Half day attendance for the students. I can tell the kids really missed our routine and the work we do while I was gone. The kindergarten had Santa visit this morning and although we glimpsed him in the hallway and heard the bells as he changed rooms, they did not go crazy as I would expect them to. One time when we heard bells, Meliyah said, "That Santa is just distracting us!" Hard working sweeties.
Everyone went out to lunch. Jae had brought her lunch and stayed with me at school. I told her I feel like I'll be a crabass for the rest of my life. She said, you will feel like a crabass until you don't anymore.
I feel sorry for the people who have to be around me.
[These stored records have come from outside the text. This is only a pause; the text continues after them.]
PR #7, opened 2016-11-02
Feature/fetch assessment languages

millerts:


client/src/main/java/tds/assessment/Property.java
```diff
@@ -0,0 +1,61 @@
+package tds.assessment;
+
+/**
+ * Represents active assessment properties
+ */
+public class Property {
```
millerts, line 6: Represents some of the data in `itembank.tblitemprops`

service/src/main/java/tds/assessment/repositories/impl/AssessmentMapper.java
```diff
@@ -0,0 +1,126 @@
...
+import java.util.stream.Collectors;
+
+import tds.assessment.Assessment;
+import tds.assessment.Property;
+import tds.assessment.Segment;
+
+/**
+ * Mapper used to map results from the AssessmentQuery for assessments by key
+ */
+class AssessmentMapper {
```
millerts, line 18: This was pretty complicated so I extracted the code that was in the repository into this separate class.  The mapping no longer requires a specific order to work properly.  The results from the query can have multiple queries for the same segment/assessment.  For example, if there is two different languages associated with the assessment there will be two `rows`.

service/src/main/java/tds/assessment/repositories/impl/AssessmentQueryRepositoryImpl.java
```diff
@@ -38,9 +38,13 @@ public AssessmentQueryRepositoryImpl(final DataSource dataSource) {
...
                 "startAbility, \n" +
                 "S.name AS subject, \n" +
-                "A.virtualtest AS assessmentKey\n" +
+                "A.virtualtest AS assessmentKey, \n" +
+                "P.propname, \n" +
+                "P.propvalue, \n" +
+                "P.propdescription \n" +
             "FROM itembank.tblsetofadminsubjects A \n" +
             "LEFT JOIN itembank.tblsubject S ON S._key = A._fk_Subject \n" +
+            "LEFT JOIN itembank.tblitemprops P ON P.isactive = 1 and propname = 'Language' AND P._fk_AdminSubject = A._key \n" +
```
millerts, line 47: The left join is for segmented assessments.  The base assessment doesn't have props but instead the individual segments do however we also want that base assessement record.

client/src/main/java/tds/assessment/Assessment.java
```diff
@@ -85,4 +87,54 @@ public float getStartAbility() {
     public String getSubjectName() {
```
burzum619: Minor quibble and nothing really to do with your changes - but thoughts on changing this property to just "subject"? I dont think theres any other data associated with a "subject" other than its name.

burzum619 (approved):

client/src/main/java/tds/assessment/Assessment.java
millerts: The reason I used subjectName was because there are other columns in that table like key, client, and loadconfig.  That being said we can just change the code later if we need more than name.

jeffjohnson9046 (approved):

District wide professional development in the afternoon. I feel like I've been dodging and weaving in uncertain territory. Not sure who will speak to me of what happened, who knows and is ignoring it or who doesn't know. I sat next to our school social worker all afternoon and I don't think she knows what happened to us. She didn't say anything about it and acted so totally normal. I couldn't really turn to her and say, "Hey, did you hear my baby died?" I'm just waiting to run into the first person who doesn't know I've lost him and says something to me about pregnancy or due date or something. What wretched milestones I have yet to experience.
The school nurse came up to me and told me she'd had three miscarriages. I can't believe how many people are walking around with this kind of pain and they appear completely normal. I feel like I appear damaged and that I'll forever be damaged goods.